= Stored items =
PR #967, opened 2022-04-19
Fix missing input redirection in a hint text

rossvor:
# Summary

Currently one of the hints after the setup seems to suggest that 'add' command supports newline separated URL text files directly, as far as I understand it doesn't support that (maybe it used to be able to do it?). Change hint to show that the shell input redirection is required for importing multiple URLs from a text file.

# Related issues

# Changes these areas

- [ ] Bugfixes
- [ ] Feature behavior
- [ ] Command line interface
- [ ] Configuration options
- [ ] Internal architecture


pirate:
It does support files directly without the input redirection. :+1:

rossvor:
Gotcha, thanks. Doesn't seem to work for me for some reason. Will raise an issue.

= WHAT YOU ARE ASKED TO DO =
Only lines with the word "redirection" go in the answer. Take them all from the entries above.

= RESPONSE FOR THIS EXERCISE =
Fix missing input redirection in a hint text
Currently one of the hints after the setup seems to suggest that 'add' command supports newline separated URL text files directly, as far as I understand it doesn't support that (maybe it used to be able to do it?). Change hint to show that the shell input redirection is required for importing multiple URLs from a text file.
It does support files directly without the input redirection. :+1:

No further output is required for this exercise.